La transitique, élément clé de la chaîne logistique

Stocker dans un centre de distribution de seulement 2.300 m² quelque 1.200 jeux vidéo différents et préparer quotidiennement 400 envois représentant 4 000 cartons a exigé la conception et la mise en œuvre d’un concept de transitique offrant un encombrement minimal et une productivité maximale. Plusieurs concepts de convoyage ont été appliqués.Tout ce qui a une place et un nom dans l’univers du jeu numérique, du dernier jeu sorti à l’accessoire comme la pochette de console pour ceinture, se retrouve ici à portée de main dans le centre de distribution de Game, à Paris Saint Denis.
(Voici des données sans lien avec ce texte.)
PR #945, opened 2022-07-18
feat: Docs for Java client

jerrinot:
besides adding content for Java ILP client it's also adding a new category to the left menu:
image

The idea is that eventually each client should have its own page in the main documentation site.

PR #958, opened 2022-07-22
remove empty `ilp-client-libraries` file

argshook:
This PR removes an empty file in `docs/reference/ilp-client-libraries.md`.

It is not needed, because after #945 https://questdb.io/docs/reference/ilp-client-libraries/ tries to redirect to https://questdb.io/docs/reference/clients/overview, as specified in [netlify.toml](https://github.com/questdb/questdb.io/pull/945/files#diff-ab8f79b68b7adff7a07db953bf453f3c5aa6ade98d2b1b67d8432b36392489edR170-R173)

However, because empty file exists, the redirect doesn't work and
instead an empty page is shown.

Removing that file fixes the issue and redirect works as expected


jerrinot:
good catch, sorry about that!

amyshwang (approved):
Thanks!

Sur 2.300 m², pas moins de 1.200 articles, tous bien rangés sur deux étages, attendent d’être expédiés très rapidement vers des clients particuliers ayant commandé via le site Internet et l’un des 200 magasins français de Game du groupe Game Group Plc, leader européen dans la vente au détail de jeux vidéo et d’ordinateur.Les jours de pointe, pas moins de 400 envois, représentant 4.000 cartons, peuvent quitter le centre de distribution de Saint-Denis, principalement sous forme de palettes de cartons d’un poids unitaire maximal de 20 kg. La préparation des commandes commence dès 7h00. Le dernier camion sort du centre de Saint Denis à 16h30 pour que tous les produits commandés avant midi puissent arriver à destination avant le lendemain midi.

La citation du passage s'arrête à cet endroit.